[Data extracted from a collection]
☆ ☆ ☆ ☆ ☆

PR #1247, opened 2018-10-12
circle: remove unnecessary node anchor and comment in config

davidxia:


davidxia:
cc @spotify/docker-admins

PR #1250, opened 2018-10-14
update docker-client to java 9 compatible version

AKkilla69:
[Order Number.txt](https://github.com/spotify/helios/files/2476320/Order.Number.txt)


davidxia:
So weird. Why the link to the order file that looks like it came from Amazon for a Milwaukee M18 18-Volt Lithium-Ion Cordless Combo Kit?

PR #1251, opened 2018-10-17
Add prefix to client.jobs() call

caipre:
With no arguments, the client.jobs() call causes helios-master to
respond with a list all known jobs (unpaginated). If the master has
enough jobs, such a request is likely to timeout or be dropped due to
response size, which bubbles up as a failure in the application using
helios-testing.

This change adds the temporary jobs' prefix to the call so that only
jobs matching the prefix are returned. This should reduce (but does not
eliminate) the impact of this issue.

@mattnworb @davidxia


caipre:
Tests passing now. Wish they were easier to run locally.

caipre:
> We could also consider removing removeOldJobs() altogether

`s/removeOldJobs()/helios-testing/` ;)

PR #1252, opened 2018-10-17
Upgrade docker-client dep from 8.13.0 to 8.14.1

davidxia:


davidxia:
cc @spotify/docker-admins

☆ ☆ ☆ ☆ ☆

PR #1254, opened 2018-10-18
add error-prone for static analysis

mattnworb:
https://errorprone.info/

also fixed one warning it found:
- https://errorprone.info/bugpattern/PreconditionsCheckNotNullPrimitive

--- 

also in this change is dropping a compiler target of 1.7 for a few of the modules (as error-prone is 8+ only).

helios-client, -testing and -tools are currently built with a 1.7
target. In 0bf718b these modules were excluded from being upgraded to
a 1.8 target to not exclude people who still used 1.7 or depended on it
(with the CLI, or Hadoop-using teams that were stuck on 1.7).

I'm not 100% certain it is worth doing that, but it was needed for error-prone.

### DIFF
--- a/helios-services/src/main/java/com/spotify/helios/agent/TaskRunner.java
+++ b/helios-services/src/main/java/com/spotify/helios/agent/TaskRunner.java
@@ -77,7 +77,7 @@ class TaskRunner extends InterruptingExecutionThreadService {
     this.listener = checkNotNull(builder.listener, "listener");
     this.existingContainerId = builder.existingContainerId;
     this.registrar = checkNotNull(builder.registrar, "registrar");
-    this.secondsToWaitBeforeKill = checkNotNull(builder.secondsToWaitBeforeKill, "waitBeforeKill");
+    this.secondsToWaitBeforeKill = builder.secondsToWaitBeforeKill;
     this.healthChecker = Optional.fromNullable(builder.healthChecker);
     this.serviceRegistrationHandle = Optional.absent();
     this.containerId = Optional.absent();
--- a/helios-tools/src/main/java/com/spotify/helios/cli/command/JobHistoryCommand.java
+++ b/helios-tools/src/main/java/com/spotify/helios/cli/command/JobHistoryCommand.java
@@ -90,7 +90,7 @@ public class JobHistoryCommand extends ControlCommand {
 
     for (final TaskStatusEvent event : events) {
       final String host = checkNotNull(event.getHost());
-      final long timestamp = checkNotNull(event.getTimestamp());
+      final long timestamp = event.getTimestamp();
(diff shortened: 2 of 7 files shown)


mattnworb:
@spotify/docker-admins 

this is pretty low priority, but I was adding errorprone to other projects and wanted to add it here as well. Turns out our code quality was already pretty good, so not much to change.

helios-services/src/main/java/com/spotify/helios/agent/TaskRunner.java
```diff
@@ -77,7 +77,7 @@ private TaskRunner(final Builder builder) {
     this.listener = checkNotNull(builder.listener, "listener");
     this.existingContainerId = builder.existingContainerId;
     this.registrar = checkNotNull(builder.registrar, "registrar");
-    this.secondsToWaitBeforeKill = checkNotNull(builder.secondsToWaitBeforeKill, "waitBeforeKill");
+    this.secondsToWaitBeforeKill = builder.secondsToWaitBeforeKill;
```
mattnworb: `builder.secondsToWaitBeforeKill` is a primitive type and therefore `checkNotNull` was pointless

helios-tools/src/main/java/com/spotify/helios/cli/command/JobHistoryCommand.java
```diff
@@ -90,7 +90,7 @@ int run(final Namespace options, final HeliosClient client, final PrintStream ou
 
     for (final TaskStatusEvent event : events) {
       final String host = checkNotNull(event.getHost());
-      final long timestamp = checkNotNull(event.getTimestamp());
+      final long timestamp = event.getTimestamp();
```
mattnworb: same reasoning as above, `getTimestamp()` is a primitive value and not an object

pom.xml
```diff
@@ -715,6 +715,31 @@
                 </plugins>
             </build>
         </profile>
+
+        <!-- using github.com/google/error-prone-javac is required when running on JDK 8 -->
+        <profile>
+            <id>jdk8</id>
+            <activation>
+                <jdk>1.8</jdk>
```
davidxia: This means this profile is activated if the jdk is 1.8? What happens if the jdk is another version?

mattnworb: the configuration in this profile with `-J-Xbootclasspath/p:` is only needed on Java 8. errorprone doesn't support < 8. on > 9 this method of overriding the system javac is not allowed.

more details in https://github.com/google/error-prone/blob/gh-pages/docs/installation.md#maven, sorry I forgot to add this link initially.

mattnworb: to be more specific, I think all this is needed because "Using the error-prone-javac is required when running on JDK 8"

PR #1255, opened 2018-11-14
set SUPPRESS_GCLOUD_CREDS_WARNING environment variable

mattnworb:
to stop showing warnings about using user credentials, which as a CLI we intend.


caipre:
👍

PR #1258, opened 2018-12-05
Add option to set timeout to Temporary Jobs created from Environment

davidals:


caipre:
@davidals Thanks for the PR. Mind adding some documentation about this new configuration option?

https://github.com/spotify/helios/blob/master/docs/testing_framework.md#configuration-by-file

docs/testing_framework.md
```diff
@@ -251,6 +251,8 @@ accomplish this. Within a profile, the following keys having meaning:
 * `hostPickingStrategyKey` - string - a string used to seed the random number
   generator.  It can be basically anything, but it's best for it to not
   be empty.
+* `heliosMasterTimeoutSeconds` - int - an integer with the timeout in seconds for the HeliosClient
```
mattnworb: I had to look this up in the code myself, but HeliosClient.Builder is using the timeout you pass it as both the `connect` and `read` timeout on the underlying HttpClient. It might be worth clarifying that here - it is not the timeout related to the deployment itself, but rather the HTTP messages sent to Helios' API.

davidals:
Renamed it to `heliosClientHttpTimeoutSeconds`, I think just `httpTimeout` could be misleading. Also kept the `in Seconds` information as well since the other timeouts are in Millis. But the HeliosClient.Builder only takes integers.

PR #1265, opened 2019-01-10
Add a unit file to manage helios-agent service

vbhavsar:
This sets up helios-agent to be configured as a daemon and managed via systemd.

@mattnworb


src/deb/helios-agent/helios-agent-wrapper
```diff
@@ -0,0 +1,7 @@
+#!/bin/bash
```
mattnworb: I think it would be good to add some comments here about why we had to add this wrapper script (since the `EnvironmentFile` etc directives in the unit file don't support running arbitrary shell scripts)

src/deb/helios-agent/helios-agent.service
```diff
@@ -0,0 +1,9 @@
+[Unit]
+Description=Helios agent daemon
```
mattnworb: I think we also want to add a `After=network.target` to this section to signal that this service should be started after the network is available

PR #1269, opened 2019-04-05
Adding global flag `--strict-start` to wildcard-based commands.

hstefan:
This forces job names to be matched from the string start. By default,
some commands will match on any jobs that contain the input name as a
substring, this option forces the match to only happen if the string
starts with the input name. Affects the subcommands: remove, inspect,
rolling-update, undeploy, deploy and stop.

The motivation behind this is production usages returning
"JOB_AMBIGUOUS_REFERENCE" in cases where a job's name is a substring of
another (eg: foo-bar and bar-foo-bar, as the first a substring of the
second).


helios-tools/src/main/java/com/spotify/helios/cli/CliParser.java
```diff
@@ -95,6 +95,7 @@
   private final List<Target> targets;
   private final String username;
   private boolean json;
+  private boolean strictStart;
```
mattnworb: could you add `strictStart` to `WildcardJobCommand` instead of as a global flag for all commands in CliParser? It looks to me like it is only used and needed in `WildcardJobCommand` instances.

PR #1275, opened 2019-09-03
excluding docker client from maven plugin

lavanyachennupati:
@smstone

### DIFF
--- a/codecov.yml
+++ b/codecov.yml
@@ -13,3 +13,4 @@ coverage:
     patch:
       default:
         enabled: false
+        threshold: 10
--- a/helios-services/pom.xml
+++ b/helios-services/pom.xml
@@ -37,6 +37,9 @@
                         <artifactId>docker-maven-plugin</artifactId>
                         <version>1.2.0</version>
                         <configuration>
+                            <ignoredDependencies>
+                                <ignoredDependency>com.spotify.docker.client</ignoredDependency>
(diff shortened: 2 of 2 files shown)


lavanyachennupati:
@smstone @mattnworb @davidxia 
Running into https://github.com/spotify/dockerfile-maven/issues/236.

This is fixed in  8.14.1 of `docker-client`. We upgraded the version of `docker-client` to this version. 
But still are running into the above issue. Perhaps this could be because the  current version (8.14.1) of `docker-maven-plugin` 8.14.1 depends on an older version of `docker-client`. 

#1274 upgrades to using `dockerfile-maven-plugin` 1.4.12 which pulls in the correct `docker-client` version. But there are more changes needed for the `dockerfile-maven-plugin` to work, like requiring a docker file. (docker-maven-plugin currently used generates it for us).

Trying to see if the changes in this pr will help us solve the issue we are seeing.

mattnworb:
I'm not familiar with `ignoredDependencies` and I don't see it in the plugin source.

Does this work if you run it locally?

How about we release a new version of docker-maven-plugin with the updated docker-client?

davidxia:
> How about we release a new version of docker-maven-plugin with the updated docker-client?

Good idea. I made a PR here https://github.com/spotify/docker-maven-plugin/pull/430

☆ ☆ ☆ ☆ ☆

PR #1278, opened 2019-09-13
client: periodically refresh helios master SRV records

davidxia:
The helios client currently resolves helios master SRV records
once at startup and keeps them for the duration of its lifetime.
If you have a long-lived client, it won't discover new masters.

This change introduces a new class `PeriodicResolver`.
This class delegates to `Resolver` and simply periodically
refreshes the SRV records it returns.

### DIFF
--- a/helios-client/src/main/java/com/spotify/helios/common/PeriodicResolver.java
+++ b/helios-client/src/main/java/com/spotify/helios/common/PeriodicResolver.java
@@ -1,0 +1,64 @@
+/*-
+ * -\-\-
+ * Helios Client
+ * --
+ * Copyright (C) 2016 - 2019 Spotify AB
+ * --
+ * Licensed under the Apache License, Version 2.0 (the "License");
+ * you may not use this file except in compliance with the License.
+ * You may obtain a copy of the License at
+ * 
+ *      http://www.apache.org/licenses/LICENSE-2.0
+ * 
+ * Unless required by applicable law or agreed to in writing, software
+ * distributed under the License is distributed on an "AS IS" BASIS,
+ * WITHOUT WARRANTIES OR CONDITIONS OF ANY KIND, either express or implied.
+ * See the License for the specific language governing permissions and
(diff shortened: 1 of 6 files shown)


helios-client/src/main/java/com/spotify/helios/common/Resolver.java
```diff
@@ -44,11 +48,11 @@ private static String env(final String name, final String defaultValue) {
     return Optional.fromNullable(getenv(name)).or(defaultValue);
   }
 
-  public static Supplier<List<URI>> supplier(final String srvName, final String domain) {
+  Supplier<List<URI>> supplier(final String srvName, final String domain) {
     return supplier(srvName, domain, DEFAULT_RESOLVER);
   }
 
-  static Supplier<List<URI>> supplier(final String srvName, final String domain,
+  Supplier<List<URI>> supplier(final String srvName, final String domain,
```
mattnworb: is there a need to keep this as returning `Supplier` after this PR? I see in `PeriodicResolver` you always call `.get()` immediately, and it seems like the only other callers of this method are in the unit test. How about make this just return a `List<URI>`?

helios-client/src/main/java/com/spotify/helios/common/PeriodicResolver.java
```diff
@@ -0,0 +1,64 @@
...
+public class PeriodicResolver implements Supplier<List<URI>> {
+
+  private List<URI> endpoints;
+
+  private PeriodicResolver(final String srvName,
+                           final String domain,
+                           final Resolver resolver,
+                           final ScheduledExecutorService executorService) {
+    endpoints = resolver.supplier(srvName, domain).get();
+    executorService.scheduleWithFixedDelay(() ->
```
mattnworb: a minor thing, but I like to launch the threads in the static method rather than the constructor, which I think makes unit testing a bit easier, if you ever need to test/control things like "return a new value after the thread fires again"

☆ ☆ ☆ ☆ ☆

[WHAT IS REQUIRED] Please copy, exactly and with nothing else, the lines above beginning at the line that has "So weird. Why" and ending with the line that has "enough jobs, such".

[EXPECTED ANSWER]
So weird. Why the link to the order file that looks like it came from Amazon for a Milwaukee M18 18-Volt Lithium-Ion Cordless Combo Kit?

PR #1251, opened 2018-10-17
Add prefix to client.jobs() call

caipre:
With no arguments, the client.jobs() call causes helios-master to
respond with a list all known jobs (unpaginated). If the master has
enough jobs, such a request is likely to timeout or be dropped due to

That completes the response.